HappinessvcontentmentI spend a lot of time on this site talking about teaching kids about money- for the benefits it will get them later in life.  I also talk a lot about helping kids to set goals with their money.  I don’t spend a lot of time thinking about what goals we, as parents, have for our kids – probably because I haven’t done the work needed to clearly name those goals myself.

One common goal that I hear a lot of parents state is that they “want their kids to be happy.”  This is a double-edged sword; kids are really happy when you just take care of all of their needs and give them unlimited freedom, with no responsibility.  I’ve always thought that my goal was to “raise kids who could be happy adults.”  I now have doubts on that, after reading an excellent post by Leo Babauta today:

A lot of people search for ways to find happiness, but I’ve found the idea of contentment to be more important than happiness.

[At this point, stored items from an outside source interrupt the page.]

PR #7387, opened 2024-09-03
Fixed flaky test-case

hermya:
Fixed flaky test case in the following class: guava-tests/test/com/google/common/collect/MultimapsCollectionTest.java

Assertion called in: guava-testlib/src/com/google/common/collect/testing/testers/MapToStringTester.java

POINT OF FAILURE ->
In MapToStringTester class, testToString_formatting() asserts equality in map.toString() and an expected value of map toString() using a LinkedHashMap. This is inconsistent as key ordering obtained in toString() in one call, and the key order observed while iterating through entries in another call can be different.

Fix:
Added a method that retrieves the key order from map.toString() and uses that key order in expected value calculation.

Fixed using NonDex, plugin added in parent pom.
Suggested command to check flaky tests :
> mvn nondex:nondex

For the particular test class:
>mvn -pl ./guava-tests nondex:nondex -Dtest=com.google.common.collect.MultimapsCollectionTest -DnondexRuns=10 -DnondexRuns=10

For more information: https://github.com/TestingResearchIllinois/NonDex

### DIFF
--- a/guava-testlib/src/com/google/common/collect/testing/testers/MapToStringTester.java
+++ b/guava-testlib/src/com/google/common/collect/testing/testers/MapToStringTester.java
@@ -14,22 +14,26 @@
 
 package com.google.common.collect.testing.testers;
 
-import static com.google.common.collect.testing.features.CollectionFeature.NON_STANDARD_TOSTRING;
-import static com.google.common.collect.testing.features.CollectionSize.ONE;
-import static com.google.common.collect.testing.features.CollectionSize.ZERO;
-import static com.google.common.collect.testing.features.MapFeature.ALLOWS_NULL_KEYS;
-import static com.google.common.collect.testing.features.MapFeature.ALLOWS_NULL_VALUES;
-
 import com.google.common.annotations.GwtCompatible;
 import com.google.common.collect.testing.AbstractMapTester;
 import com.google.common.collect.testing.features.CollectionFeature;
 import com.google.common.collect.testing.features.CollectionSize;
 import com.google.common.collect.testing.features.MapFeature;
+import org.junit.Ignore;
+
+import java.util.ArrayList;
+import java.util.HashMap;
 import java.util.LinkedHashMap;
+import java.util.List;
 import java.util.Map;
 import java.util.Map.Entry;
-import java.util.Set;
-import org.junit.Ignore;
+import java.util.Objects;
+
+import static com.google.common.collect.testing.features.CollectionFeature.NON_STANDARD_TOSTRING;
+import static com.google.common.collect.testing.features.CollectionSize.ONE;
+import static com.google.common.collect.testing.features.CollectionSize.ZERO;
+import static com.google.common.collect.testing.features.MapFeature.ALLOWS_NULL_KEYS;
+import static com.google.common.collect.testing.features.MapFeature.ALLOWS_NULL_VALUES;
 
 /**
  * A generic JUnit test which tests {@code toString()} operations on a map. Can't be invoked
@@ -42,6 +46,8 @@ import org.junit.Ignore;
 @Ignore // Affects only Android test runner, which respects JUnit 4 annotations on JUnit 3 tests.
 @SuppressWarnings("JUnit4ClassUsedInJUnit3")
 public class MapToStringTester<K, V> extends AbstractMapTester<K, V> {
+
+  private static final Integer LENGTH_OF_COMMA_AND_SPACE = 2;
   public void testToString_minimal() {
     assertNotNull("toString() should not return null", getMap().toString());
   }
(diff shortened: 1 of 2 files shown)


cpovirk:
I have thought on and off for years about finding or writing a tool like NonDex. I hope to be able to someday give it a try!

`HashMap` ordering is another topic near and dear to our team's heart. We've made some changes to the JDK we use for testing to make it randomize the order in which we iterate over `HashMap` buckets. Each time a JVM starts, it picks a random seed that it uses throughout that VM.

Our approach has some advantages and some disadvantages relative to the NonDex scheme. The main _disadvantage_ is that sometimes you have to run a test multiple times in order to detect the hash-ordering dependency. The main _advantage_ is that it is a good match for the risks we see in practice: We have seen changes in iteration order when we upgrade the JVM, but we have not seen changes in iteration order from one iteration over a collection to the next iteration over the same unmodified collection in the same VM. We certainly can't rule out that the latter might someday happen. But given how annoying hash-ordering bugs can be to track down and fix, we don't want to inflict them upon users except in cases in which we think the iteration order might change "for real" in the future.

Given that policy, I'm not too worried about risks like the one you highlight here. If the fix were trivial, I might take it anyway, just to be robust. But it makes the test more complex (and _maaaaaaybe_ slower in some cases, but that's not something I'd consider a serious concern). And, in the absence of NonDex-style bytecode rewriting, I'd expect for the author of a `Map` or `Multimap` class to _want_ to know if the `toString()` ordering and the `entrySet()` ordering differ when no modifications have been made to the multimap, since that could in theory happen accidentally for reasons unrelated to hash ordering. (We could perhaps mostly resolve _that_ concern by having a second test that runs only if `KNOWN_ORDER` is set. But there may still be complexities resulting from how a `Multimap` can have ordered _keys_ but not ordered _values_ and vice versa.)

So, while I like the general idea here, and while I could probably file a dozen NonDex feature requests if you're interested and if I find the time, I think that this particular hash-ordering dependency is not worth worrying about. What do you think?

hermya:
I read your reply, correct me if I'm wrong but, 

Iteration order in a `HashMap` is inconsistent in the same session itself. This testcase wants to assert the output of `toString()` method. Under the hood, `HashMap.toString()` may not give consistent output every time, which is expected but defies the purpose of this test specifically (*You can try this out using the change in* `pom.xml` *and the **mvn** commands I provided in last message*). That's why I proposed the reuse of `key order` extracted from the output of `toString()` called earlier, for a cleaner assertion. Also, I agree that for huge maps, there can be significant impact on time taken in this test execution. 

In my opinion, `HashMap.toString()` should be avoided in test cases altogether, as its assertion gets complicated in many cases.

- for a map with two elements, one can check both permutations of toString() like
```
var exp = map.toString();
Assertions.assertTrue("{A=1, B=2}".equals(exp) || "{B=2, A=1}".equals(exp));
```
but what about map with 20 elements? (`20!` checks)
- What about a Data Structure like `Map<String, Map<String, . . .>>` 

For all such situations, `LinkedHashMap.toString()` or `TreeMap.toString()` is the best, as their keyOrder is fixed. Otherwise, a consistent toString() method feels worthy, and that's why I proposed reusing of key order.
Finally, I'd say that nondex can be used to scrape such "flaky" tests as a part of build process (May be not all builds, but definitely a weekly/monthly check)

cpovirk:
I think we agree that there's nothing in the contract for `HashMap` that guarantees that iteration order will remain the same, even within the same VM and even if the `HashMap` contents aren't modified. My understanding is that, with the historical implementations of `HashMap`, that's turned out to be the case anyway. I understand that NonDex can rewrite the bytecode to demonstrate what would happen if the ordering _were_ to change in that case. But are you aware of any cases in which the ordering does change in practice (within the same VM and without changes to the contents)?

hermya:
It's a tough call. Since morning, I am trying to run functions to obtain indeterministic collections or arrays (Sets, Lists/Arrays, something obtained from java reflection, mappers, etc). In most environments without nondex shuffling, their will be no change in the key order up to a billion calls. My assumption about indeterminism lies on :<br/> **"This class makes no guarantees as to the order of the map; in particular, it does not guarantee that the order will remain constant over time."** from [here](https://docs.oracle.com/javase/8/docs/api/java/util/HashMap.html).<br/> The part of **constant over-time** seems open to interpretation. That being said, I also agree that I haven't seen changes in ordering without change in nondex seed (changing the VM env).

cpovirk:
That's true: The documentation is not clear about what it means. I see a couple historical JDK issues that cite that documentation when discussing what appear to be changes from one version of Java to another:
- https://bugs.openjdk.org/browse/JDK-7176960
- https://bugs.openjdk.org/browse/JDK-8322358

And I see another issue that cites that documentation when discussing something that's really more about identity hash codes (casting some doubt on the idea that maintainer responses on bug threads are universally reliable :smile:):
- https://bugs.openjdk.org/browse/JDK-8227672

It's also true that you can end up with entry _x_ before entry _y_ in the iteration order and then, through subsequent additions for different keys, end up with _y_ before _x_. So that's another way in which the order could be considered not to "remain constant."

I do agree that nothing in the contract actually guarantees that the order remains constant in the absence of changes to contents. Thanks for running tests for that, too. I'm comfortable taking that risk for now. If it comes back to bite us, you can bet that we'll be rushing to start randomizing the order per-iteration after all.

hermya:
Thanks for sharing these threads for reference!

hermya:
### Update

Sorry for a late update. Latest release of nondex works in two modes: **ONE** and **FULL**.
The way to use it would be through the option: `-DnondexMode=<FULL|ONE>`. For example:
```
mvn -pl ./guava-tests edu.illinois:nondex-maven-plugin:2.1.7:nondex -DnondexMode=ONE -Dtest=com.google.common.collect.MultimapsCollectionTest -DnondexRuns=10
```

According to the way you described **guava's testing-jdk** works, this test-case will **pass in ONE mode**. <br> This is because **ONE** mode modifies the iteration order of an iterable object during its first access only. Which means, after creation of a new map, its `map.toString()` OR `map.entrySet()` will return consistent key-ordering, for one VM.<br>On the other hand, **FULL** mode changes it at each '*touch*' i.e. each function call that internally iterates the map.

Hope this information is useful someday!

cpovirk:
Thanks! **ONE** mode sounds promising, and I will try to play around with nondex in that mode to see how it goes.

Why contentment over happiness? A couple of important reasons:

  1. Happiness can go up or down each day (or moment), but contentment is something more stable.
  2. We tend to seek to increase happiness by adding things (food, excitement, a warm bath, time with a loved one) but contentment is a skill that allows you to subtract things and still be content.
  3. Contentment can actually be a good place to start as you make changes (changes and contentment might seem paradoxical to some, but hear me out).

What is contentment? For me, it’s really about being happy with who you are. Which I wasn’t for many years, and I think most people are not.

(You owe it to yourself to read Leo’s whole post, it’s really that good.  )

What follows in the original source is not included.